The complex cellular, molecular, and mechanical features of the desmoplastic response in PDA presents challenges to effective treatment, as well potential vulnerabilities to exploit. In creating a drug-free sanctuary, the tumour also presumably remains sensitive, at least initially, to the chemotherapies it has been shielded from rather than selected to resist. Although intrinsic mechanisms of disease resistance will no doubt emerge, breaching the sanctuary with a systemically deliverable enzyme offers the prospect of unprecedented, sustained vascular access to the PDA primary tumour bed and metastases.
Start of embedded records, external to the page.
Issue #431, opened 2026-07-15
Standardize ZTMF system metadata - retire free-text fields for typed, validated inputs


danielbowne:
## Epic Summary

System metadata on `fismasystems` is stored as free text today. HHS maintained these values in Excel, where they drift over time - typos, inconsistent casing, synonyms, and blanks. This epic makes the application enforce a canonical vocabulary at the point of entry (system add/edit) so the data stays clean going forward.

A one-time import normalizes the existing values separately; this epic is about keeping them normalized in the app - the standardization a spreadsheet could never enforce.

## Field taxonomy - what each field becomes

**Booleans (Yes / No / Unknown - null means unknown, do NOT coerce to No):**
- `hva`
- `cloud_system`
- `legacy`

**Single-select enums (canonical, case-sensitive):**
- `fips` -> Low / Moderate / High
- `system_type` -> Major Application / Minor Application / Minor Standalone / General Support System / Enterprise / Local / Other
- `system_operator` -> Agency / Contractor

This will enable not only rigorous evaluation of new treatment strategies, but also exploration of distinct sequencing and schedules of various treatment modalities in the attempt to remain one step ahead of the tumour. Indeed, re-examining the long list of clinically approved agents previously thought to be ineffective in PDA would be an excellent place to start. Additional mechanisms to reduce IFP should also be explored including targeting other ECM components (such as collagen, versican, or decorin) or inhibiting contractile forces generated by fibroblasts. Restoring physiologic blood flow, oxygen, and nutrients to a pancreas cancer will undoubtedly alter its metabolism, and these changes may present additional therapeutic targets and also new mechanisms of resistance. However, the idea that the complex and impervious pancreas cancer ‘organ’ can be perturbed dramatically is itself encouraging. It cannot be long before this literal and figurative entry into pancreas cancer pathophysiology results in a more effective therapeutic armamentarium.